Chain Lakes — a jewel to preserve and protect – Reflections of Ponoka

An aerial view of the age-old Chain Lakes region

An aerial view of the age-old Chain Lakes region

Nestled amongst the thickly forested hills and valleys eight miles southeast of Ponoka are the Chain Lakes, a peaceful and natural setting that was likely the aftermath of the glacier age. These three narrow, deep and cold lakes are special and picturesque, set in a narrow valley and surrounded by steep wooded mountain-like banks and cliffs.

The historical name Chain Lakes likely came from the fact that the three bodies of water are joined together by narrow waterways that from above resemble the links of a chain.

The early history of the area tells of much travel along the Nebraska Trail, a rugged early Indian path that stretched from the tribal settlements at Buffalo Lake and wound across the countryside to Donavan crossing and toward Ponoka. Densely surrounded by a wide variety of trees, plants, rare orchids and other flowers, and fed by several streams, the pristine Chain Lakes were always teaming with fish, and visited regularly by the likes of beaver, white-tail and mule deer, moose, small mammals and numerous species of birds and water fowl.

Mr. Sausen was the first settler to claim a homestead in what would eventually be known as the Scott district, and many generations and newcomers would follow.

Some of the founding families of the early settlement of the Chain Lakes area would include: the Trumans, Huscrofts, Jones, Algars, Stoutenbergs, Bures, Donovans, Owens, Scotts and Colemans. Ponoka’s first Physician, Dr. Angus Alexander Drinnan set up his practise here in 1902, and was so impressed by the beauty of Chain Lakes that he built a palatial home and fox farm overlooking the valley. No matter where his career took him, the Drinnan family would always return to the serene sight for many decades to enjoy bountiful fishing, recreation and relaxation.

The first school was built in the area in 1902, and with the family farming settlement growing quickly, Chain Lakes would also become a popular year-round recreational playground for residents and visitors. Most nice weekends in the summer would feature many folks of all ages arriving in cars, buggies, or on horseback with their picnic baskets or camping gear to enjoy fishing and swimming, as well as games of ball, horseshoes, or other activities. In the winter there was always lots of sledding, skating, ice fishing, as well as numerous late night events warmed by a roaring bonfire. The only access to the lakes in the early days was through Mr. Rook’s farmyard and down a narrow path which he had built with pick and shovel down to the water’s edge.

For many years it was a treat to see Ponoka machine shop owner Herb Rees arrive with his big sheet metal boat, powered by a Model T Ford motor, and giving thrilling fast rides around the lakes. Mrs. Truman recalled going with a church group to the lake for their annual baptismal service. This pristine spot was always the perfect spot for family and wedding photos, or special occasions. In the 1960s the Alberta Mental Health Association established Lake Eden between the first and second lakes, which served for many decades as a delightful camping and activity centre for patients and staff of the Ponoka and Oliver hospitals.

The historical beauty and secrets of Chain Lakes

This magnificent region has quite often been referred to as one of the best kept secrets in Alberta, and while its amenities are many, they are also very delicate, and need to be protected and maintained for future generations. For many decades the three-lake system has been fed by underground natural springs that have come from long distances around the area into all sides of the lakes. Within a three-mile radius there are also sizable ponds to be found year round that are also replenished by the fresh water streams and help to maintain the water needs and drainage source for many of the residents who make their homes there.

These bodies of water, which were carved out of the muskeg over many centuries, have also created a series of floating sedge and willow fens and marshes.

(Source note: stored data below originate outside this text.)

PR #939, opened 2021-07-30
test: add retry conformance tests

BenWhitehead:
Adds the Retry Conformance Tests which were added in https://github.com/googleapis/conformance-tests/pull/51

This PR adds the following:
1. A JUnit Rule (`@ClassRule`) which will start and stop the storage-testbench server, while also providing a handle to the `/retry_test` REST Api of the testbench server
2. A JUnit Rule (`@Rule`) which will add the test scenario to the server, and verify completion of the test
3. The code necessary to load and bootstrap each test case based off the scenarios defined in https://github.com/googleapis/conformance-tests/pull/51
4. An initial skeleton of the RPC method to API Method binding


google-cloud-storage/src/test/java/com/google/cloud/storage/PackagePrivateMethodWorkarounds.java
```diff
@@ -0,0 +1,34 @@
...
+ * WITHOUT WARRANTIES OR CONDITIONS OF ANY KIND, either express or implied.
+ * See the License for the specific language governing permissions and
+ * limitations under the License.
+ */
+
+package com.google.cloud.storage;
+
+import com.google.cloud.storage.BucketInfo.BuilderImpl;
+
+public final class PackagePrivateMethodWorkarounds {
```
tritone, line 21: Could you add a comment about why this is needed?

google-cloud-storage/src/test/java/com/google/cloud/storage/conformance/retry/CtxFunctions.java
```diff
@@ -0,0 +1,124 @@
...
+          Bucket resolvedBucket = ctx.getStorage().create(bucketInfo);
+          return ctx.map(s -> s.with(resolvedBucket));
+        };
+    private static final CtxFunction object =
+        (ctx, c) -> {
+          BlobInfo blobInfo =
+              BlobInfo.newBuilder(ctx.getState().getBucket().getName(), c.getObjectName()).build();
+          Blob resolvedBlob = ctx.getStorage().create(blobInfo);
+          return ctx.map(s -> s.with(resolvedBlob));
+        };
```
tritone, line 80: Assuming HMAC key and Notification will go here as well eventually?

google-cloud-storage/src/test/java/com/google/cloud/storage/conformance/retry/CtxFunctions.java
```diff
@@ -0,0 +1,124 @@
...
+        (ctx, c) -> ctx.map(state -> state.with(BlobInfo.newBuilder(state.getBlobId()).build()));
+  }
+
+  static final class Local {
+    static final CtxFunction blobCopy =
+        (ctx, c) -> ctx.map(s -> s.withCopyDest(BlobId.of(c.getBucketName2(), c.getObjectName())));
+
+    static final CtxFunction bucketInfo =
+        (ctx, c) -> ctx.map(s -> s.with(BucketInfo.of(c.getBucketName())));
+    static final CtxFunction blobIdWithoutGeneration =
```
tritone, line 47: Where are these actually used?

google-cloud-storage/src/test/resources/com/google/cloud/storage/conformance/retry/testNamesWhichShouldSucceed.txt
```diff
@@ -0,0 +1,121 @@
+# Each line should be a full test name
+# Each test name present in the file will be expected to pass in a CI environment
+#
+# This list can be regenerated by running the following command in a shell:
```
tritone, line 4: This is nice.

google-cloud-storage/src/test/java/com/google/cloud/storage/conformance/retry/GracefulConformanceEnforcement.java
```diff
@@ -0,0 +1,96 @@
...
+import java.io.IOException;
+import java.io.InputStream;
+import java.io.InputStreamReader;
+import java.util.Set;
+import org.junit.AssumptionViolatedException;
+import org.junit.rules.TestRule;
+import org.junit.runner.Description;
+import org.junit.runners.model.Statement;
+
+public final class GracefulConformanceEnforcement implements TestRule {
```
tritone, line 32: What does "graceful" mean in this context? Just that it will not hard-fail?

google-cloud-storage/src/test/java/com/google/cloud/storage/conformance/retry/GracefulConformanceEnforcement.java
```diff
@@ -0,0 +1,96 @@
...
+  private final String testName;
+  private final Set<String> testNamesWhichShouldSucceed;
+
+  public GracefulConformanceEnforcement(String testName) {
+    this.testName = testName;
+    this.testNamesWhichShouldSucceed = loadTestNamesWhichShouldSucceed();
+  }
+
+  @Override
+  public Statement apply(Statement base, Description description) {
```
tritone, line 43: Very clever!

google-cloud-storage/src/test/java/com/google/cloud/storage/conformance/retry/ITRetryConformanceTest.java
```diff
@@ -0,0 +1,301 @@
...
+  private static final Logger LOGGER = Logger.getLogger(ITRetryConformanceTest.class.getName());
+
+  private static final String HEX_SHUFFLE_SEED_OVERRIDE =
+      System.getProperty("HEX_SHUFFLE_SEED_OVERRIDE");
+
+  private static final Set<RpcMethod> readBucketMethods =
+      ImmutableSet.of(buckets.get, buckets.list);
+  private static final List<List<String>> instructionSets =
+      ImmutableList.of(ImmutableList.of("return-503", "return-503") /*,
+      ImmutableList.of("return-400", "return-400")*/);
```
tritone, line 73: Does this need to be in code and not fetched from the proto? Or is this a TODO?

google-cloud-storage/src/test/java/com/google/cloud/storage/conformance/retry/TestBench.java
```diff
@@ -0,0 +1,307 @@
...
+    resp.disconnect();
+    return b.build();
+  }
+
+  @Override
+  public Statement apply(final Statement base, Description description) {
+    return new Statement() {
+      @Override
+      public void evaluate() throws Throwable {
+        Path tempDirectory = Files.createTempDirectory("retry-conformance-server");
```
tritone, line 132: What happens with this file? Is it saved for debugging or just redirected to something that will be cleaned up?

google-cloud-storage/src/test/java/com/google/cloud/storage/conformance/retry/TestBench.java
```diff
@@ -0,0 +1,307 @@
...
+          + '\''
+          + ", completed="
+          + completed
+          + ", instructions="
+          + instructions
+          + '}';
+    }
+  }
+
+  static final class Builder {
```
tritone, line 260: This is really interesting. I'd always envisioned the flow as something like 1. CI script spins up server then 2. CI script kicks off language specific test build. Instead, you are having the java test session itself drive launching the server. Seems like a fine approach but just wanted to call it out-- do you see any risks here?

google-cloud-storage/src/test/resources/com/google/cloud/storage/conformance/retry/hello-world.txt
```diff
@@ -0,0 +1 @@
+Hello, World!!!
```
tritone, line 1: Do we need this checked in? I think python uses a `NamedTemporaryFile`, not sure if java has an equivalent.

google-cloud-storage/src/test/java/com/google/cloud/storage/conformance/retry/TestRetryConformance.java
```diff
@@ -0,0 +1,202 @@
...
+    URL url = cl.getResource("com/google/cloud/storage/conformance/retry/hello-world.txt");
+    assertNotNull(url);
+    try {
+      return Paths.get(url.toURI());
+    } catch (URISyntaxException e) {
+      throw new RuntimeException(e);
+    }
+  }
+
+  private static ServiceAccountCredentials resolveServiceAccountCredentials() {
```
tritone, line 190: Why is this needed? Do you have some WithoutAuth type option for your client constructor?

google-cloud-storage/src/test/java/com/google/cloud/storage/conformance/retry/RpcMethodMapping.java
```diff
@@ -0,0 +1,187 @@
...
+        return test.apply(ctx, c);
+      } else {
+        try {
+          test.apply(ctx, c);
+          fail("expected failure, but succeeded");
+        } catch (StorageException e) {
+          boolean matchExpectedCode = false;
+          int code = e.getCode();
+          HashSet<String> instructions = newHashSet(c.getInstruction().getInstructionsList());
+          if (instructions.contains("return-503") && code == 503) {
```
tritone, line 85: This seems like it needs a TODO for when you have the full set of test cases from the JSON.

google-cloud-storage/src/test/java/com/google/cloud/storage/conformance/retry/RpcMethodMappings.java
```diff
@@ -0,0 +1,1942 @@
...
+    OptionalInt max =
+        funcMap.values().stream().map(RpcMethodMapping::getMappingId).mapToInt(i -> i).max();
+    if (max.isPresent()) {
+      LOGGER.info(String.format("Current max mapping index is: %d%n", max.getAsInt()));
+    } else {
+      throw new IllegalStateException("No mappings defined");
+    }
+  }
+
+  static final class Mappings {
```
tritone, line 230: Soooo many mappings.

tritone (commented):
This is a lot of code and generally looking good; some initial thoughts.

As a general comment: the functional approach to building fixtures, test cases, etc is very clever, but I'd really want to make sure you document stuff at least to the point that another java programmer (who's not you) could easily debug an issue or add a new test case. I'm not sure if I'm just out of my depth as a non-java person but it's quite a lot to wade through and grok seemingly.

google-cloud-storage/src/test/java/com/google/cloud/storage/PackagePrivateMethodWorkarounds.java
BenWhitehead: Yeah, I'll add a comment.

google-cloud-storage/src/test/java/com/google/cloud/storage/conformance/retry/CtxFunctions.java
BenWhitehead: Yup, I actually added it this morning.

BenWhitehead: Notification is turning out to be a bit of a unique case in the java library as it's not part of the `Storage` api, only the `StorageRPC` api which doesn't have any retry at all in that layer. So it'll take some thinking to figure out how we're going to manage that.

google-cloud-storage/src/test/java/com/google/cloud/storage/conformance/retry/CtxFunctions.java
BenWhitehead: These are used in the mappings and they function as a selective composable setup step since the API we have with JUnit is quite restrictive for this type of dynamic test generation we're doing.

google-cloud-storage/src/test/java/com/google/cloud/storage/conformance/retry/GracefulConformanceEnforcement.java
BenWhitehead: Correct, the graceful essentially means "If the test is ran in a CI environment and hasn't been indicated as succeeding in the past, turn the failure into an ignore so the build isn't failed".

google-cloud-storage/src/test/java/com/google/cloud/storage/conformance/retry/GracefulConformanceEnforcement.java
BenWhitehead: Thanks!

google-cloud-storage/src/test/java/com/google/cloud/storage/conformance/retry/ITRetryConformanceTest.java
BenWhitehead: These are some pre-filters that are hanging around for a bit while we dig into the failing tests. Since the full tests suite is ~700 tests, we use these filters to pair down the set of tests that are even emitted to the test runner. Allowing for filtering like "Only run the cases where the instructions are [503, 503]".

google-cloud-storage/src/test/java/com/google/cloud/storage/conformance/retry/TestBench.java
BenWhitehead: This directly will contain two temp files `stdout` and `stderr` containing the redirected output from the testbench server.

google-cloud-storage/src/test/java/com/google/cloud/storage/conformance/retry/TestBench.java
BenWhitehead: That's fair, with this approach I've ensured anyway someone can start the JUnit test they will be able to run (as long as they have docker) rather than having to coordinate running a server first manually before running the tests.

google-cloud-storage/src/test/resources/com/google/cloud/storage/conformance/retry/hello-world.txt
BenWhitehead: Some of the java api accepts a file path so I did this file to satisfy that requirement. If we don't want the test resource it could be refactored.

google-cloud-storage/src/test/java/com/google/cloud/storage/conformance/retry/TestRetryConformance.java
BenWhitehead: One of the code paths which can be used to sign things is only able to be used when it has a `com.google.auth.ServiceAccountSigner` `ServiceAccountCredentials`implements the Signer interface and is fairly easy to construct as long as we have a json (I'm reusing the one from the signing tests). This will only have an impact on the case we need to sign a url before uploading to it, otherwise the storage client is configured with `NoCredentials`.

google-cloud-storage/src/test/java/com/google/cloud/storage/conformance/retry/RpcMethodMappings.java
BenWhitehead: Yeah, and the code formatter doesn't really help with condensing at all 😩

google-cloud-storage/src/test/resources/com/google/cloud/storage/conformance/retry/hello-world.txt
tritone: Ah yeah, I meant that python has the same requirement but they use [NamedTemporaryFile](https://docs.python.org/3/library/tempfile.html#tempfile.NamedTemporaryFile) to create a valid file path which gets generated and cleaned up each time. Not sure if there is something that Java offers.

google-cloud-storage/src/test/java/com/google/cloud/storage/conformance/retry/TestBench.java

Not only are these a natural pollution fighter, they are also the ideal homes and habitat for thousands of breeding pairs of duck, geese, occasional white swans and species of wildlife.

The rugged canyons, valleys, and rock formations around Chain Lakes have been created by time, spring run-off, and rains, and present not only a wonderful opportunity for exploring on foot or on horseback, but also feature such delightful surprises as numerous waterfalls and many species of birds and small animals nesting within their walls.

Both the Lacombe and Ponoka Fish and Game Association own recreational land rights around these lakes, and their goals have been not only to continue to provide a special playground for all ages, but also to maintain and protect the precarious natural environment and active wildlife activity.

While several property owners have applied for watershed protection, the Friends of Chain Lakes has also been formed, and will work very closely with present and new landowners, Ponoka County and municipal groups to conserve this peaceful natural playground for the enjoyment of future generations.